**Work to be completed**
Look below for lines that hold the string "escaped" and copy each one.

(Saved entries)
Start of Block

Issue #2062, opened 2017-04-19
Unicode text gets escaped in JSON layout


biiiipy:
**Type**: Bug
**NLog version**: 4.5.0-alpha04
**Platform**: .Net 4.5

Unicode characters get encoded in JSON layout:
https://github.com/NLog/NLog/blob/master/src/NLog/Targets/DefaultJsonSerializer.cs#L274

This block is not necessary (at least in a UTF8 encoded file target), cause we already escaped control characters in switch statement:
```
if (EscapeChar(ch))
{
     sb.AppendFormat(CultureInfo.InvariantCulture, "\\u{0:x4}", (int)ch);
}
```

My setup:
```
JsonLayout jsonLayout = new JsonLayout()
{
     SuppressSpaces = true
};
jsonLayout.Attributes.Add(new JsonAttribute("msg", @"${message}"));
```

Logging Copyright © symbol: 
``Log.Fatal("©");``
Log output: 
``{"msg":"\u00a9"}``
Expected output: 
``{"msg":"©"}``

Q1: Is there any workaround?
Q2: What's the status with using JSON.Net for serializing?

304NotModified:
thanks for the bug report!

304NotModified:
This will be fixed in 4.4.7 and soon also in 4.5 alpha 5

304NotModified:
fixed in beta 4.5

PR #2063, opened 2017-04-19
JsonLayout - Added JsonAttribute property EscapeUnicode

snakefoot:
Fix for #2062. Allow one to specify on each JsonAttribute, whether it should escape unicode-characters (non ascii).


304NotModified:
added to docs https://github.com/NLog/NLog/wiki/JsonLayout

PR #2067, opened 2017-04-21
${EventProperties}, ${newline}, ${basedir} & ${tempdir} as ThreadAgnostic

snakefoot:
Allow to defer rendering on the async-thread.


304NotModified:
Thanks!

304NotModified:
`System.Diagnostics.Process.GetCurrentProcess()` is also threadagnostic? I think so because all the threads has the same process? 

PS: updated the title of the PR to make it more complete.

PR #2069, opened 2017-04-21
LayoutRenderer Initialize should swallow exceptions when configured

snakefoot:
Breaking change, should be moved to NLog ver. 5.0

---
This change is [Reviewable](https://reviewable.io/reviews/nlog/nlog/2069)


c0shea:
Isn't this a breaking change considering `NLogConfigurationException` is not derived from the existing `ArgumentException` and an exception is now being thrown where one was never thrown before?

End of Block

**Written solution**
Unicode text gets escaped in JSON layout
This block is not necessary (at least in a UTF8 encoded file target), cause we already escaped control characters in switch statement:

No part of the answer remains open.